On 21.10.22 18:38, Jan Kiszka wrote:
>
> I recall our theory that a delayed device removal/replug event from the
> kernel after the partition table manipulation of expand-on-first-boot
> may confuse systemd to unmount but not remount the data partition again.
>
> Jan
>
I have enabled debug for systemd and udevd, gladly, this did not fix the
race condition but bombarded me with logs and confirms that suspicion:
for /data:
Oct 27 10:04:09 localhost systemd-udevd[289]: sda7: Device (SEQNUM=1809, ACTION=add) processed
Oct 27 10:04:10 localhost systemd-udevd[273]: sda7: Device (SEQNUM=2082, ACTION=remove) processed
Oct 27 10:04:10 localhost systemd-udevd[273]: sda7: Device (SEQNUM=2083, ACTION=add) processed
Oct 27 10:04:10 localhost systemd-udevd[288]: sda7: Device (SEQNUM=2095, ACTION=change) processed
while for / (sda1):
Oct 27 10:04:09 localhost systemd-udevd[279]: sda1: Device (SEQNUM=1803, ACTION=add) processed
Oct 27 10:04:10 localhost systemd-udevd[279]: sda1: Device (SEQNUM=2089, ACTION=change) processed
Unfortunantely, the reason why the remova action is produced is not
completely obvios, but the nearest hit is:
Oct 27 10:04:09 localhost systemd-udevd[272]: sda: Inotify event: 8 for /dev/sda // IN_CLOSE_WRITE
...
Oct 27 10:04:09 localhost systemd-udevd[272]: sda: device is closed, synthesising 'change' on /sys/devices/pci0000:00/0000:00:1f.2/ata1/host0/target0:0:0/0:0:0:0/block/sda
Oct 27 10:04:09 localhost systemd-udevd[272]: sda: device is closed, synthesising 'change' on /sys/devices/pci0000:00/0000:00:1f.2/ata1/host0/target0:0:0/0:0:0:0/block/sda/sda1
Oct 27 10:04:09 localhost systemd-udevd[272]: sda: device is closed, synthesising 'change' on /sys/devices/pci0000:00/0000:00:1f.2/ata1/host0/target0:0:0/0:0:0:0/block/sda/sda2
Oct 27 10:04:09 localhost systemd-udevd[272]: sda: device is closed, synthesising 'change' on /sys/devices/pci0000:00/0000:00:1f.2/ata1/host0/target0:0:0/0:0:0:0/block/sda/sda3
Oct 27 10:04:09 localhost systemd-udevd[272]: sda: device is closed, synthesising 'change' on /sys/devices/pci0000:00/0000:00:1f.2/ata1/host0/target0:0:0/0:0:0:0/block/sda/sda4
Oct 27 10:04:09 localhost systemd-udevd[272]: sda: device is closed, synthesising 'change' on /sys/devices/pci0000:00/0000:00:1f.2/ata1/host0/target0:0:0/0:0:0:0/block/sda/sda5
Oct 27 10:04:09 localhost systemd-udevd[272]: sda: device is closed, synthesising 'change' on /sys/devices/pci0000:00/0000:00:1f.2/ata1/host0/target0:0:0/0:0:0:0/block/sda/sda6
Oct 27 10:04:09 localhost systemd-udevd[272]: sda: device is closed, synthesising 'change' on /sys/devices/pci0000:00/0000:00:1f.2/ata1/host0/target0:0:0/0:0:0:0/block/sda/sda7
Oct 27 10:04:09 localhost systemd-udevd[272]: sda7: Inotify event: 8000 for /dev/sda7 // IN_IGNORED ?
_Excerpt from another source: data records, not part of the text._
PR #189, opened 2020-01-18
Fix generator placing namespaced components in the root directory

asgerb:
### Summary

When generating namespaced components, the generated class names are correct, but the generated files are placed in the root `app/components` directory, and not in the namespace subdirectory.

This means running `rails g component admins/user` will correctly generate `Admins::UserComponent`, but the generated files look like this:
* generated: `app/components/user_component.rb`
should be: `app/components/admins/user_component.rb`
* generated: `app/components/user_component.html.erb` 
should be: `app/components/admins/user_component.html.erb`
* generated: `test/components/user_component_test.rb`
should be: `app/components/admins/user_component_test.rb`

This PR fixes that by adding the `class_path` to the generated file path and adds a test for the generator.

### Other Information

If/when this gets merged I've got another PR ready that separates the template generation into a separate `erb` generator specifically and adds a generator for `slim` (which I use in my projects).

### DIFF
--- a/.rubocop.yml
+++ b/.rubocop.yml
@@ -2,3 +2,7 @@ inherit_gem:
   rubocop-github:
     - config/default.yml
     - config/rails.yml
+
+AllCops:
+  Exclude:
+    - "test/tmp/**/*"
--- a/test/generators/component_generator_test.rb
+++ b/test/generators/component_generator_test.rb
@@ -1,0 +1,52 @@
+require "test_helper"
+require "rails/generators/test_case"
+require "rails/generators/component/component_generator"
+
+Rails.application.load_generators
+
+class ComponentGeneratorTest < Rails::Generators::TestCase
+  tests Rails::Generators::ComponentGenerator
+  destination File.expand_path("../tmp", __dir__)
+  setup :prepare_destination
+
+  arguments %w[user]
+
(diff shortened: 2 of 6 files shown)


.rubocop.yml
```diff
@@ -2,3 +2,7 @@ inherit_gem:
   rubocop-github:
     - config/default.yml
     - config/rails.yml
+
+AllCops:
+  Exclude:
+    - "test/tmp/**/*"
```
jonspalmer: should we .gitignore this too?

test/generators/component_generator_test.rb
```diff
@@ -0,0 +1,54 @@
...
+
+  def test_component_with_namespace
+    Thor::LineEditor.stub :readline, "n" do
+      run_generator %w[admins/user]
+    end
+
+    assert_file "app/components/admins/user_component.rb", /class Admins::UserComponent < /
+    assert_file "app/components/admins/user_component.html.erb"
+  end
+end
```
jonspalmer: Nice work 🚀

.rubocop.yml
asgerb: Good point! After the test the directory gets cleaned up, but doesn't hurt to add it to .gitignore too 🙂

PR #190, opened 2020-01-18
Add separate template engine generators (erb & slim)

asgerb:
### Summary

This PR moves the template generation into a separate `erb` generator and adds a generator for the `slim` template engine.

### Other Information

Moving the template generation into a separate generator, prompted me to rethink the current use of `ask?`ing the user if the component should require content.

As I didn't like duplicating the `ask?` in the template generator (it meant the question would be posed twice) my initial approach was to remove it in favor of adding a `--require-content` `class_option`.

This changed the use of the generator though, and as I wasn't sure how welcome of a change it would be, I set about trying to find a way to pass the result of the `ask?` to the template generators. After a bit of digging around the docs of Rails and Thor, I managed to find a solution. This involves having a `--require-content` option in the template generators, invoking them after we've created the component file (and the `ask?` has been called) and then passing the response on to them.

The solution is a bit convoluted and I think it would be cleaner to simply go the `class_option` way, but I'm curious to hear your thoughts!


test/generators/component_generator_test.rb
```diff
@@ -13,42 +13,50 @@ class ComponentGeneratorTest < Rails::Generators::TestCase
...
+      assert_match(/<div>Add User template here<\/div>/, view)
     end
   end
 
-  def test_component_without_required_content
-    Thor::LineEditor.stub :readline, "n" do
-      run_generator
-    end
+  def test_component_with_required_content
+    with_required_content { run_generator }
```
jonspalmer: why reverse the order of these tests. It makes this diff super hard to follow.

lib/rails/generators/slim/component_generator.rb
```diff
@@ -0,0 +1,27 @@
+# frozen_string_literal: true
+
+require "rails/generators/erb/component_generator"
+
+module Slim
+  module Generators
+    class ComponentGenerator < Erb::Generators::ComponentGenerator
```
jonspalmer: Why inherit from the ERB version but effectively override everything? Can we just have a true base class and just parameterize the template? In fact do we need classes at all? Can't we just parameterize a single class?

lib/rails/generators/slim/component_generator.rb
```diff
@@ -0,0 +1,27 @@
+# frozen_string_literal: true
+
+require "rails/generators/erb/component_generator"
+
+module Slim
+  module Generators
```
jonspalmer: these module names don't line up with the file locations. I'm surprised Rails doesn't bark about this.

jonspalmer:
Couple of comments:
a) how do we test the new slim version?
b) can we add Haml while we're here?

lib/rails/generators/slim/component_generator.rb
asgerb: I had the same feeling but I've simply followed the pattern as I saw it in the erb generators from [rails](https://github.com/rails/rails/blob/master/railties/lib/rails/generators/erb/scaffold/scaffold_generator.rb) and [slim-rails](https://github.com/slim-template/slim-rails/blob/master/lib/generators/slim/scaffold/scaffold_generator.rb)

lib/rails/generators/slim/component_generator.rb
asgerb: Good point, I've simply followed the pattern from `slim-rails` (see https://github.com/slim-template/slim-rails/blob/master/lib/generators/slim/scaffold/scaffold_generator.rb) and honestly did not put much thought into refactoring/cleaning it up. Will take another look!

test/generators/component_generator_test.rb
asgerb: Good point and I'm not sure why I did this 😬 Added a new commit, should be easier to follow now.

asgerb:
I'll take a stab at a) and b)

lib/rails/generators/slim/component_generator.rb
asgerb: Come to think of it, my thought was to make it easier in the future to move the generators from `actionview-component` to what I thought would be their final destinations (slim-rails and rails).

jonspalmer: yeah ok. The existing convention is super weird but seems like we should stick with it.

asgerb:
@jonspalmer added the haml generator and separate tests for each template engine. Also added tests in the component generator for the template engines (where I simply pass the template-engine as an option) just to be sure the implementation works.

lib/rails/generators/haml/component_generator.rb
```diff
@@ -0,0 +1,27 @@
+# frozen_string_literal: true
+
+require "rails/generators/erb/component_generator"
+
+module Haml
+  module Generators
+    class ComponentGenerator < Erb::Generators::ComponentGenerator
```
jonspalmer: should we inherit from `Base` here too?

asgerb: It seems to be the norm to inherit from the corresponding Erb generator: https://github.com/haml/haml-rails/blob/master/lib/generators/haml/scaffold/scaffold_generator.rb#L5

joelhawksley:
@jonspalmer mind following up here?

lib/rails/generators/slim/component_generator.rb
jonspalmer: I understand the patterns that Rails uses given they have lots of generators. Personally I think slim-rails copying that probably isn't what I'd do. We're not going to upstream this anymore so the value of matching that pattern is reduced. 

I think I'd be tempted to simplify down to a single class that get parameterized but this is generator code some I'm not as bothered about the clean factoring.  If we find we need to keep changing this and making parallel changes across the implementations maybe we refactor then

joelhawksley:
@asgerb mind updating the README and CHANGELOG for these changes?

asgerb:
@joelhawksley you bet, perhaps I better rebase first?

asgerb:
@joelhawksley I've added a CHANGELOG entry and updated the README. Let me know if there is an issue with the rebasing, my git skills aren't the best!

PR #192, opened 2020-01-20
add (before|around|after)_render hooks

xronos-i-am:
### Summary

Render callbacks #187

### DIFF
--- a/lib/action_view/component/base.rb
+++ b/lib/action_view/component/base.rb
@@ -8,11 +8,14 @@ module ActionView
       include ActiveModel::Validations
       include ActiveSupport::Configurable
       include ActionView::Component::Previewable
+      include ActionView::Component::Callbacks
 
       delegate :form_authenticity_token, :protect_against_forgery?, to: :helpers
 
       class_attribute :content_areas, default: []
       self.content_areas = [] # default doesn't work until Rails 5.2
+
+      attr_accessor :rendered_output
 
       # Entrypoint for rendering components. Called by ActionView::Base#render.
       #
@@ -48,6 +51,7 @@ module ActionView
         @virtual_path ||= virtual_path
         @variant = @lookup_context.variants.first
 
+<<<<<<< HEAD
         old_current_template = @current_template
         @current_template = self
 
@@ -60,10 +64,18 @@ module ActionView
         send(self.class.call_method_name(@variant))
       ensure
         @current_template = old_current_template
+=======
+        run_callbacks :render do
+          render_template(&block)
+        end
+
+        rendered_output
+>>>>>>> add (before|around|after)_render hooks
       end
 
-      def render?
-        true
+      # method used in (before|around)_render hooks to halt the filter chain
+      def render_performed?
+        rendered_output != nil
       end
 
       def initialize(*); end
@@ -112,6 +124,21 @@ module ActionView
       end
 
       private
+
+      # Method which actual do render. Called by #render_in
+      # Sets @rendered_output
+      def render_template(&block)
+        old_current_template = @current_template
+        @current_template = self
+
+        @content = view_context.capture(self, &block) if block_given?
+
+        validate!
+
+        self.rendered_output = send(self.class.call_method_name(@variant))
+      ensure
+        @current_template = old_current_template
+      end
 
       def request
         @request ||= controller.request
--- a/lib/action_view/component/base.rb
+++ b/lib/action_view/component/base.rb
@@ -51,26 +51,15 @@ module ActionView
         @virtual_path ||= virtual_path
         @variant = @lookup_context.variants.first
 
-<<<<<<< HEAD
-        old_current_template = @current_template
-        @current_template = self
-
         @content = view_context.capture(self, &block) if block_given?
 
         validate!
 
-        return "" unless render?
-
-        send(self.class.call_method_name(@variant))
-      ensure
-        @current_template = old_current_template
-=======
         run_callbacks :render do
           render_template(&block)
         end
 
         rendered_output
->>>>>>> add (before|around|after)_render hooks
       end
 
       # method used in (before|around)_render hooks to halt the filter chain
@@ -130,10 +119,6 @@ module ActionView
       def render_template(&block)
         old_current_template = @current_template
         @current_template = self
-
-        @content = view_context.capture(self, &block) if block_given?
-
-        validate!
 
         self.rendered_output = send(self.class.call_method_name(@variant))
       ensure
--- a/lib/action_view/component/callbacks.rb
+++ b/lib/action_view/component/callbacks.rb
@@ -1,0 +1,34 @@
+# frozen_string_literal: true
+
+require "active_support/concern"
+require "active_support/callbacks"
+
+module ActionView
+  module Component
+    module Callbacks
+      extend ActiveSupport::Concern
+      include ActiveSupport::Callbacks
+
+      included do
+        define_callbacks :render, terminator: ->(component_instance, result_lambda) do
+          result_lambda.call
+          component_instance.render_performed?
+        end
+      end
+
+      module ClassMethods
+        def before_render(*filters, &block)
+          set_callback(:render, :before, *filters, &block)
+        end
+
+        def after_render(*filters, &block)
+          set_callback(:render, :after, *filters, &block)
+        end
+
+        def around_render(*filters, &block)
+          set_callback(:render, :around, *filters, &block)
+        end
+      end
+    end
+  end
+end
--- a/test/action_view/component_test.rb
+++ b/test/action_view/component_test.rb
@@ -350,6 +350,7 @@ class ActionView::ComponentTest < ActionView::Component::TestCase
     assert_includes render_inline(ConditionalRenderComponent, should_render: true).to_html,
                     "<div>component was rendered</div>"
 
+<<<<<<< HEAD
     assert_equal render_inline(ConditionalRenderComponent, should_render: false).to_html,
                     ""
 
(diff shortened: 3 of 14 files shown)


lib/action_view/component/callbacks.rb
```diff
@@ -0,0 +1,31 @@
...
+      include ActiveSupport::Callbacks
+
+      included do
+        define_callbacks :render
+      end
+
+      module ClassMethods
+        def before_render(*filters, &block)
+          set_callback(:render, :before, *filters, &block)
+        end
```
jonspalmer: What does `filters` mean or get used for?

test/app/components/conditional_render_component.rb
```diff
@@ -1,11 +1,11 @@
 # frozen_string_literal: true
 
 class ConditionalRenderComponent < ActionView::Component::Base
-  def initialize(should_render:)
-    @should_render = should_render
+  before_render do
+    throw(:abort) unless @should_render
```
jonspalmer: Can we use a terminator so that returning `false` halts execution? That feels more natural that having to `throw`

lib/action_view/component/callbacks.rb
xronos-i-am: with filters you can send method name instead of block
```ruby
  before_render :render?
  private def render?; end
```
https://github.com/rails/rails/blob/master/activejob/lib/active_job/callbacks.rb

test/app/components/callbacks_component.rb
```diff
@@ -0,0 +1,27 @@
+# frozen_string_literal: true
+
+class CallbacksComponent < ActionView::Component::Base
+  before_render :before
+  around_render :around
+  after_render  :after
+
+  attr_accessor :events
```
jonspalmer: this could be `attr_reader`

test/app/components/callbacks_component.rb
```diff
@@ -0,0 +1,27 @@
...
+
+  def initialize(events: [])
+    @events = events
+  end
```
jonspalmer: I know its just test code but why allow events to be passed in 
```suggestion
 def initialize()
    @events = []
  end
```

test/app/components/conditional_render_component.rb
xronos-i-am: ActiveSupport::Callbacks use `throw` terminator by default. We can change to `true`/`false` resolvation, but i`m not sure it`s good idea. It this case you have to control return value of `before_render`

test/action_view/component_test.rb
```diff
@@ -354,6 +354,15 @@ def test_conditional_rendering
                     ""
   end
 
+  def test_render_callbacks
+    events = []
+
+    component_instance = CallbacksComponent.new(events: events)
+
+    assert_includes component_instance.render_in(controller.view_context), "Rendered"
+    assert_equal [:before, :before_around, :after, :after_around], events
```
jonspalmer: passing the events and relying on it being used by reference feels a bit strange. 
```suggestion
    assert_equal [:before, :before_around, :after, :after_around], component_instance.events
```

test/app/components/callbacks_component.rb
xronos-i-am: ok

lib/action_view/component/base.rb
```diff
@@ -40,15 +41,20 @@ class Base < ActionView::Base
...
         @view_flow ||= view_context.view_flow
         @virtual_path ||= virtual_path
         @variant = @lookup_context.variants.first
+
+        run_callbacks :render do
+          render_template(&block)
+        end
+      end
+
+      def render_template(&block)
```
jonspalmer: Can we make `render_template` private?

test/app/components/conditional_render_component.rb
jonspalmer: controlling for the return value would be fine in most cases. I wonder what the alternatives are (throwing exceptions for control flow is an anti pattern most of the time). In Rails Controllers a before filter that renders or redirects results in the filter chain halting. Can we isolate some set of method calls that would have the same effect?

xronos-i-am: This set may include something like `stop_render` and I can't suggest nothing more. I think it would be even worse than `throw` because it is additional DSL user need to know.

xronos-i-am: This is not principal for me actually. The decision is on your side

jcoyne:
Can you add an explanation of why you are making this change?  A link to #187 is not enough for me to get the context.

xronos-i-am:
@jcoyne `before_render` seems to be more "rails" way of preventing render. `around_render` can be used for instrumentation for example

jonspalmer:
I like this approach a great deal. It feels more natural to support halting the rendering this way and allows for instrumentation and a bunch of other extensions. The gap wrt #187 is how to support caching but I think we can solve that. The trick is to stop relying on the return value of the callbacks. How about we add an attr_accessor like `rendered_output` to `Base`. Change the render_template to set it:

```ruby
      def render_template(&block)
        old_current_template = @current_template
        @current_template = self

        validate!

        rendered_output = send(self.class.call_method_name(@variant))
      ensure
      end
```

and then in the render_in method instead or relying on the return value of run_callbacks we do this

```ruby
run_callbacks :render do
  render_template(&block)
end

rendered_output
```

That way any before, after or around filter could manipulate the rendered_output and everything works.

For example the simple caching version would be:

```
around_render :render_cached
def render_cached
  rendered_output = Rails.cache.fetch(cache_key) do
    yield
  end
end
``` 

I suspect we could also 'automate' filter halting by checking for a non nil value of rendered_output (similar to how Rails Controllers halt the chain if you call `render` or `redirect_to`).

jcoyne:
@xronos-i-am I'm not criticizing the substance of your PR, I think this is a big improvement, I'm just asking for a better commit message that explains why this work was worth undertaking.  I think that kind of thing can really help future contributors as they search through git history.

xronos-i-am:
@jcoyne is it better?

xronos-i-am:
@jonspalmer tried your approach

> I suspect we could also 'automate' filter halting by checking for a non nil value of rendered_output (similar to how Rails Controllers halt the chain if you call `render` or `redirect_to`).

```ruby
before_render do
  self.rendered_output = '' unless render?
end
```

Don't sure it is much better than `throw` or `true/false` resolving

> That way any before, after or around filter could manipulate the rendered_output and everything works.

```ruby
def render_cached
  self.rendered_output = Rails.cache.fetch(cache_key) do
    yield
  end
end
```

It may be confusing. We have to assign `@rendered_output` to return of `fetch` command. It's easy to write the following and hard to find why it doesn't work:

```ruby
def render_cached
    self.rendered_output = yield
  end
end
```

xronos-i-am:
#187 should be closed if we use approach with assigning `@rendered_output`

jonspalmer:
Taking a step back a little bit on the caching question. Why is it important to do the caching in the ruby class vs in the template where we have access to all the usual Rails cache helpers?

xronos-i-am:
@jonspalmer i want to have minimum overhead when component is cached. There is no need to run additional ruby code which renders a template. Caching whole the component seems to be the same anti-pattern as conditional `render?` in template, which was moved early. I'm pretty sure templates should by as clean as possible, caching logic should be in ActionView::Component class

rainerborene:
I agree with @jonspalmer. There is something else to consider: ActiveSupport callbacks are slow as hell. By the way, that's **one** of the reasons why `sequel` gem is much more faster than `activerecord`. On my `ApplicationComponent` file I usually redefine the `validate!` to an empty method, as native Ruby keywords works just fine for checking arguments. 

It's worth writing a benchmark code, like rendering a thousand list items, to measure the performance of callbacks before proceeding with this PR (if merged).

jonspalmer:
@rainerborene do we have a sense of why validate and callbacks are so slow? The code they run to check things is relatively straightforward so what's the overhead they introduce?

rainerborene:
I didn't have time to go through the AS callback internals. See the results of the benchmark:

```
     with validation     9.901k i/100ms
  without validation   126.863k i/100ms
     with validation    106.268k (± 1.6%) i/s -    534.654k in   5.032420s
  without validation      1.640M (± 3.4%) i/s -      8.246M in   5.035358s

Comparison:
  without validation:  1639630.3 i/s
     with validation:   106268.1 i/s - 15.43x  slower
```

Here is the code of the benchmark itself.

```ruby
require "active_support/all"
require "action_view"
require "action_view/component"
require "benchmark/ips"

class ActionView::Component::Base
  def self.inherited(_child)
    # no routes available here
  end
end

class Row < ActionView::Component::Base
  validates :name, presence: true

  attr_reader :name

  def initialize(name:)
    @name = name
  end
end

Benchmark.ips do |x|
  x.report("with validation") do
    row = Row.new(name: "blah")
    row.validate!
  end

  x.report("without validation") do
    Row.new(name: "blah")
  end

  x.compare!
end
```

jonspalmer:
Got it. That benchmark is apples to oranges though. My question would be can you do the validation checks manually for equivalent effect but faster than the Rails validations?

rainerborene:
@jonspalmer There are dozens of alternative validation libraries out there. Need to see which one performs better than `activemodel` and `activesupport` together. But I think our premises are completely wrong here. 

If I need to validate input data from the component perspective which is the rendering layer, then  something is completely wrong with my design. And what if someone wants to use `dry-validation` or something else? You'll need to monkey patch or override a bunch of methods? I vote to wipe out validation from `actionview-component`.

Using validations just to check the presence (calling `blank?`) doesn't worth this unreasonable performance cost for me. If someone needs validation, then just include ActiveModel modules into the base component class. 

I don't think it's necessary to enforce a validation library just to use components at all.

xronos-i-am:
> I don't think it's necessary to enforce a validation library to use components at all.

totally agree

This PR doesn't have sense for me anymore. Caching of whole component is not possible with merged #196.

PR #447, opened 2020-08-18
Fix Slot example template

tysongach:
### Summary

This was returning the footer object rather than its content.


joelhawksley:
Thanks! ❤️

Oct 27 10:04:09 localhost systemd-udevd[272]: sda7: Removing watch
What would be the correct solution here, as the IN_IGNORED means "Watch
was removed explicitly (inotify_rm_watch(2)) or automatically (file was
deleted, or filesystem was unmounted)." So looks like systemd behavior looks
fine, and the only option would be to cancel contradicting events, which would
be the next race condition.
Sounds to me like the only fix is to make sure that all event-queues are processed
before proceeding with mounting stuff, after expand-on-first-boot, right?